- Requirement:
In the material below, the required lines run from the one containing "Issue #23702, opened 2020-06-03" through the one containing "private CompileResult result, resultNegative;". Copy those lines exactly, ends included, and nothing else.
+++ Dataset records
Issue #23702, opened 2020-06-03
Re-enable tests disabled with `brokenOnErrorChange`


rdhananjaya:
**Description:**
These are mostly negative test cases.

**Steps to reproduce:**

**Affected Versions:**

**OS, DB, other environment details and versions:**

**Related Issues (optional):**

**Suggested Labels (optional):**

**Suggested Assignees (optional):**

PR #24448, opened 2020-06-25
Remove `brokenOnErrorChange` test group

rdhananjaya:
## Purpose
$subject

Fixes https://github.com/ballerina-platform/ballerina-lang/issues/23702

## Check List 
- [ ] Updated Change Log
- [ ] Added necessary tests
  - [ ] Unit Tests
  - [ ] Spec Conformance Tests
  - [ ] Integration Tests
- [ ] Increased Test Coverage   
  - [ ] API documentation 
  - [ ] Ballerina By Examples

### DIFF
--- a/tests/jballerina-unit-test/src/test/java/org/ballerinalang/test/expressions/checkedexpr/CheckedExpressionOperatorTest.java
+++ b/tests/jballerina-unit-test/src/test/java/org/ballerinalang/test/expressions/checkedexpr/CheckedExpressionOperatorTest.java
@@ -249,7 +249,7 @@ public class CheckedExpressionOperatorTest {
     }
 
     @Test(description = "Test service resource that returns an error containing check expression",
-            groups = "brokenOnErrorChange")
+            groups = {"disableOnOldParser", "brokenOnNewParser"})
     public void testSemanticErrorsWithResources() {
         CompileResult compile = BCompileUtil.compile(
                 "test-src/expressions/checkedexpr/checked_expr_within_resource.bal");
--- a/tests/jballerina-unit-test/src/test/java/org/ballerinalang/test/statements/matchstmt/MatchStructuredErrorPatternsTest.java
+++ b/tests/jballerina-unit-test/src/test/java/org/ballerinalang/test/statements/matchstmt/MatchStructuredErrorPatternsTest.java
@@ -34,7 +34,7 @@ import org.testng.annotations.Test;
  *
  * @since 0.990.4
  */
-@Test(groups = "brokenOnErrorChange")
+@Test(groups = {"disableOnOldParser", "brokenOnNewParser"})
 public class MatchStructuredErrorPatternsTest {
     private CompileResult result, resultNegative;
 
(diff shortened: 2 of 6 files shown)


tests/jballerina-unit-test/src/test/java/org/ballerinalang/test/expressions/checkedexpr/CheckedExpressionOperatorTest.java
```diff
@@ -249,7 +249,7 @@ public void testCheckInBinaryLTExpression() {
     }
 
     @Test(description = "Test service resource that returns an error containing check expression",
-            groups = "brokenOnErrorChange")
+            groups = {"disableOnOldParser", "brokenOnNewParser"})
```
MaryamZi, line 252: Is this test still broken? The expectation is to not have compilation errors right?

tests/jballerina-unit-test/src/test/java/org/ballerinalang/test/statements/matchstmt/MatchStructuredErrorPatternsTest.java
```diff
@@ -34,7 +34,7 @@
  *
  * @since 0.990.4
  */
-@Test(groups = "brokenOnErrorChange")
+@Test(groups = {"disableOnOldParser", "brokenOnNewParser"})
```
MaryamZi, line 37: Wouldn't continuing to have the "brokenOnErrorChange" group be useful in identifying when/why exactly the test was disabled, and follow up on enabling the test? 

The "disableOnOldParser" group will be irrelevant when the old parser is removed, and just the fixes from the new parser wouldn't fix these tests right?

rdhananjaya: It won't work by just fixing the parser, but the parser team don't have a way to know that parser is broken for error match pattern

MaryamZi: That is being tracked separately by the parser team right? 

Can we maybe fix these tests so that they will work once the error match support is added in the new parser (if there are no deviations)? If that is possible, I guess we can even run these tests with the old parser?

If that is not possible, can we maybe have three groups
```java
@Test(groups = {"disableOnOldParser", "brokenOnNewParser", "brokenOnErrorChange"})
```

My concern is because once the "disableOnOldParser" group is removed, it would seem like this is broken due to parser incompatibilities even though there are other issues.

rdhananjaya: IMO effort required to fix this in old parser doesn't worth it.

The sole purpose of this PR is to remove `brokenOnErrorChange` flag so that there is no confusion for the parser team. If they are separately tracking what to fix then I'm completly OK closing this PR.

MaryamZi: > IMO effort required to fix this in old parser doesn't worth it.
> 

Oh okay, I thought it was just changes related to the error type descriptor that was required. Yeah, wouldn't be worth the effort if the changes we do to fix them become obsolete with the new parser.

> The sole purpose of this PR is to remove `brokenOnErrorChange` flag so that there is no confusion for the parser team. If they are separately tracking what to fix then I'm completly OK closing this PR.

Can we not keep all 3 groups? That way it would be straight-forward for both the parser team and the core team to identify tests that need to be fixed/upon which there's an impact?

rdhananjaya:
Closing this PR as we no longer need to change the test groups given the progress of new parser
++++++
+++ Dataset records
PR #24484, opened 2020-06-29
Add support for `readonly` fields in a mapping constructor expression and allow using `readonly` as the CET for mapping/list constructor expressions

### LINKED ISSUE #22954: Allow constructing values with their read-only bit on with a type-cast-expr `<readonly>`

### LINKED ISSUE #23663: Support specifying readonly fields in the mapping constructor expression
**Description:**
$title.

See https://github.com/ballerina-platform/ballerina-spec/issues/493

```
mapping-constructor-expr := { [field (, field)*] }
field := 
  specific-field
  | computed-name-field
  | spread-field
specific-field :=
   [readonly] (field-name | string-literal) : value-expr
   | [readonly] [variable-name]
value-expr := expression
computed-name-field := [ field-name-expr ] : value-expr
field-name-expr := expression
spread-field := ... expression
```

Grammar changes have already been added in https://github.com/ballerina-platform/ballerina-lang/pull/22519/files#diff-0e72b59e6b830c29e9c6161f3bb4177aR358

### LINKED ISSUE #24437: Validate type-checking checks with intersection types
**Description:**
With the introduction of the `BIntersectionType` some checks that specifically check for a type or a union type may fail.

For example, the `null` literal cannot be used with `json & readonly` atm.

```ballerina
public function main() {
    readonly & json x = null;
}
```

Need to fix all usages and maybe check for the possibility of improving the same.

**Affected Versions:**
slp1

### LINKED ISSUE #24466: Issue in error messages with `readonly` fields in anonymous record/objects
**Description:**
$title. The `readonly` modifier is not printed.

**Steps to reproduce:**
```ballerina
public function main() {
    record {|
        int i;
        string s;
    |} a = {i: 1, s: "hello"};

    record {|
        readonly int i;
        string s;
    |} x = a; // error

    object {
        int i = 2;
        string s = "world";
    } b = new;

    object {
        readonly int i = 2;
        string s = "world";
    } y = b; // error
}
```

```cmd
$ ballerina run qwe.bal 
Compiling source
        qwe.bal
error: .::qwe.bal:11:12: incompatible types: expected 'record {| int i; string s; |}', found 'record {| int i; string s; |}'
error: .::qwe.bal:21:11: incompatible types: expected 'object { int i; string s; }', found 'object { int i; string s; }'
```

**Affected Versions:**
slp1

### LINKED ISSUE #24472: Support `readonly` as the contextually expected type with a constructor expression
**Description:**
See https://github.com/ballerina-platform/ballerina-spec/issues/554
++++++
- Solution:
Issue #23702, opened 2020-06-03
Re-enable tests disabled with `brokenOnErrorChange`


rdhananjaya:
**Description:**
These are mostly negative test cases.

**Steps to reproduce:**

**Affected Versions:**

**OS, DB, other environment details and versions:**

**Related Issues (optional):**

**Suggested Labels (optional):**

**Suggested Assignees (optional):**

PR #24448, opened 2020-06-25
Remove `brokenOnErrorChange` test group

rdhananjaya:
## Purpose
$subject

Fixes https://github.com/ballerina-platform/ballerina-lang/issues/23702

## Check List 
- [ ] Updated Change Log
- [ ] Added necessary tests
  - [ ] Unit Tests
  - [ ] Spec Conformance Tests
  - [ ] Integration Tests
- [ ] Increased Test Coverage   
  - [ ] API documentation 
  - [ ] Ballerina By Examples

### DIFF
--- a/tests/jballerina-unit-test/src/test/java/org/ballerinalang/test/expressions/checkedexpr/CheckedExpressionOperatorTest.java
+++ b/tests/jballerina-unit-test/src/test/java/org/ballerinalang/test/expressions/checkedexpr/CheckedExpressionOperatorTest.java
@@ -249,7 +249,7 @@ public class CheckedExpressionOperatorTest {
     }
 
     @Test(description = "Test service resource that returns an error containing check expression",
-            groups = "brokenOnErrorChange")
+            groups = {"disableOnOldParser", "brokenOnNewParser"})
     public void testSemanticErrorsWithResources() {
         CompileResult compile = BCompileUtil.compile(
                 "test-src/expressions/checkedexpr/checked_expr_within_resource.bal");
--- a/tests/jballerina-unit-test/src/test/java/org/ballerinalang/test/statements/matchstmt/MatchStructuredErrorPatternsTest.java
+++ b/tests/jballerina-unit-test/src/test/java/org/ballerinalang/test/statements/matchstmt/MatchStructuredErrorPatternsTest.java
@@ -34,7 +34,7 @@ import org.testng.annotations.Test;
  *
  * @since 0.990.4
  */
-@Test(groups = "brokenOnErrorChange")
+@Test(groups = {"disableOnOldParser", "brokenOnNewParser"})
 public class MatchStructuredErrorPatternsTest {
     private CompileResult result, resultNegative;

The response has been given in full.